» **Requirement**
Here are some records; copy every line that holds the word "versions".

» **Stored data**

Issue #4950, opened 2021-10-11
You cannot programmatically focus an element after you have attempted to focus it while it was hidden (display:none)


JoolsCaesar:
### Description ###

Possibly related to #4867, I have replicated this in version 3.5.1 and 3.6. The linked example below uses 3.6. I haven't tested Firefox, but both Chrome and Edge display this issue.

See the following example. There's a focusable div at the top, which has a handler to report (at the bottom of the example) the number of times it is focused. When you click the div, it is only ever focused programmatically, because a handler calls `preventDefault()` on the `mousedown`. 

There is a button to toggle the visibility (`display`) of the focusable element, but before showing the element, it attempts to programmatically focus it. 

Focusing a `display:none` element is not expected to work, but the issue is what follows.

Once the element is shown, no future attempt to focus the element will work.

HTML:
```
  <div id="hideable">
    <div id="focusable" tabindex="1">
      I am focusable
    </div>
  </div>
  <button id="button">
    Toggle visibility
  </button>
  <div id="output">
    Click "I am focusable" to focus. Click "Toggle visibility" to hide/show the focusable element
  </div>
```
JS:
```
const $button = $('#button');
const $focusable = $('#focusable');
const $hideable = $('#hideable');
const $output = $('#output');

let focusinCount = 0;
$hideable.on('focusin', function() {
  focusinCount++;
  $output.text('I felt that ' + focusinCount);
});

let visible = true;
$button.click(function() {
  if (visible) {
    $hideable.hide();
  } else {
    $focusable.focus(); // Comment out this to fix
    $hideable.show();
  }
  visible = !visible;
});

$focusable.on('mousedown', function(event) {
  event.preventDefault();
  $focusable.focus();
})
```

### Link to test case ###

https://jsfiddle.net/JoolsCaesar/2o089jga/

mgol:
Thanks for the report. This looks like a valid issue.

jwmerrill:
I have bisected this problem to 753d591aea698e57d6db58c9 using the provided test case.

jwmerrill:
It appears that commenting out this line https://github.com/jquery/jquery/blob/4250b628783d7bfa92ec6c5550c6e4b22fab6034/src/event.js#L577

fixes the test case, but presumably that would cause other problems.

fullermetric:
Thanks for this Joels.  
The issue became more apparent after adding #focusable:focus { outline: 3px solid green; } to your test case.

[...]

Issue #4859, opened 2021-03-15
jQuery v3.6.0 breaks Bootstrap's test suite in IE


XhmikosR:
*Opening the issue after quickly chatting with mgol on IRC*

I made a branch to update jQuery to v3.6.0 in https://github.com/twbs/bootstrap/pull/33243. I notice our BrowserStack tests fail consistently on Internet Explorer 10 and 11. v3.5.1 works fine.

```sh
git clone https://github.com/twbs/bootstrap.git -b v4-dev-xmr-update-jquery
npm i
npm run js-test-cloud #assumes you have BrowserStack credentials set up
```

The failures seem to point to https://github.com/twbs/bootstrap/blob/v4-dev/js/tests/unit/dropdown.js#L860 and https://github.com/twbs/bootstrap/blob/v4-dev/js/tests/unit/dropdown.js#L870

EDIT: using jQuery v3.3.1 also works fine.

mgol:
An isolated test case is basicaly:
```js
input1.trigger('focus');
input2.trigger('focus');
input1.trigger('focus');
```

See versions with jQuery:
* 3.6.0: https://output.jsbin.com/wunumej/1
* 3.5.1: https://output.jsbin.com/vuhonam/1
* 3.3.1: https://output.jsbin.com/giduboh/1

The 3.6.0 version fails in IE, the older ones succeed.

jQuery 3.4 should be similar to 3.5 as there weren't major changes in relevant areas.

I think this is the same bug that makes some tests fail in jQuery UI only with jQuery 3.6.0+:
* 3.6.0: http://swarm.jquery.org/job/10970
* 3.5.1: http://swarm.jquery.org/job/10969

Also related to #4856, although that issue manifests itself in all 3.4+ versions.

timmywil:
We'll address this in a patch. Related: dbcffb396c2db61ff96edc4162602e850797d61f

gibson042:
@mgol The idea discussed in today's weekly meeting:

» **Exercise answer**
See versions with jQuery:
Also related to #4856, although that issue manifests itself in all 3.4+ versions.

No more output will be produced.